If I weren't so filled with the milk — ok, beer — of human kindness, I would loathe Cristiano Ronaldo almost as much as I hate Tom Brady. Here's a guy who after sustaining a small gash on his left eyebrow — oh, the poor baby! — in a Champions League game last year said, "I don't like to look like this, but in four or five days I will be beautiful once again." Here's a guy who in the first sentence of his new book proclaims, "My name is Cristiano Ronaldo ... and I know this name means a lot to those who love football." Yeah, it also means a lot to those who love hair-gel, half-naked Vogue layouts, winking at refs and diving more than Jacques Cousteau.

Is it some sort of cosmic joke that a player who literally prances down the field, albeit fast, can haunt my dreams of Arsenal winning the Prem this season? I mean, it was bad enough that I was busted by Pauline, the longtime Irish bartender/den mother at Kinsale, for brandishing the new Penthouse as soon as I walked in.

"Lots of good articles in there, huh, Dave? " Pauline said to gales of derisive laughter. Tragically, I actually did bring it for the articles; well, one article anyway, in which Leitch's new book is excerpted amid a tsunami of pink. That's the kind of dedicated book editor I am. If one of my authors is published in a skin magazine, I'm man enough to go to the newsstand and buy it (though I think his girl-on-girl pictorial was a little skeevy).

Leitch's issue of Penthouse — when I finally got it back from Relegation Zone Mickey who, as he headed off to the men's room, also claimed to be a book editor — was certainly less troublesome than the copy of "Moments" that I pulled out on the subway later that day. Let me explain.

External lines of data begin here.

PR #7714, opened 2022-04-08
Improvements in PlayerReadyArrowEvent

Doc94:
This PR aims a few things like..

- Call the event when check OFF_HAND (Currently if player has a arrow in OFF_HAND the event its not called) and avoid double call in base to this
- Edit docs for mention the case for CrossBow

### DIFF
--- a/patches/api/0113-PlayerReadyArrowEvent-and-PlayerReadyProjectileEvent.patch
+++ b/patches/api/0113-PlayerReadyArrowEvent-and-PlayerReadyProjectileEvent.patch
@@ -153,6 +153,8 @@ index 0000000000000000000000000000000000000000..0b7e02609900578d6c8462d7a1f2f325
 +        this.cancelled = cancel;
 +    }
 +
++    @Override
++    @NotNull
 +    public HandlerList getHandlers() {
 +        return handlers;
 +    }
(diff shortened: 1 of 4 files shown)


Doc94:
Currently the side effect for this is for the event been called when a Crossbow try to load a firework...
If necesary maybe can be good in the future rename the event to make sense to been called for any projectile weapon with "munition"

Machine-Maker:
I think instead of expanding this event to cover those cases, a new event should be created that PlayerReadyArrowEvent extends. Like PlayerReadyProjectileEvent or something. That way PlayerReadyArrowEvent can be deprecated and no functionality changes. It could just be expanded to cover crossbows, but like you said with the fireworks, I think the new event approach addresses all those concerns with the added plus of not changing any existing behavior.

Doc94:
> I think instead of expanding this event to cover those cases, a new event should be created that PlayerReadyArrowEvent extends. Like PlayerReadyProjectileEvent or something. That way PlayerReadyArrowEvent can be deprecated and no functionality changes. It could just be expanded to cover crossbows, but like you said with the fireworks, I think the new event approach addresses all those concerns with the added plus of not changing any existing behavior.

Yeah.. for this i have a questions...
- I can edit the same patch for deprecate the event and add the new if so its not issue if rename the patch?
- im not sure how can keep the two behavior or only with the change of deprecate and make the new event solve all this?

Machine-Maker:
To keep behavior, you just move all the code including the HandlerList to the new event from PlayreArrowReadEvent, and then make PlayerArrowReadyEvent extend that new event. That should keep all behavior. Then you can deprecate the old event.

The book was a Chanukah gift from a woman I know in England who, after reading last week's column about my new Arsenal yarmulke, thought it would be funny to send me a tome that featured 150 "sumptuous" photos of Ronaldo, only seven of which appeared to contain any articles of clothing other than a thong. Of course, I didn't know this when I cracked open "Moments" on the no. 6 train and glimpsed an oiled up Ronaldo executing a Triple Lindy.

At least this time he was diving into a pool of water instead of a penalty box. How gay was this book? Let me put it this way: I would have rather had Ricky Martin's photo album of his last beach vacation on my lap than be seen flipping through "Moments." When a passenger across from me gave me a Ronaldo-esque wink, I realized it was time to break out Leitch's Penthouse. Thanks, Will, for keeping me from getting ass-raped.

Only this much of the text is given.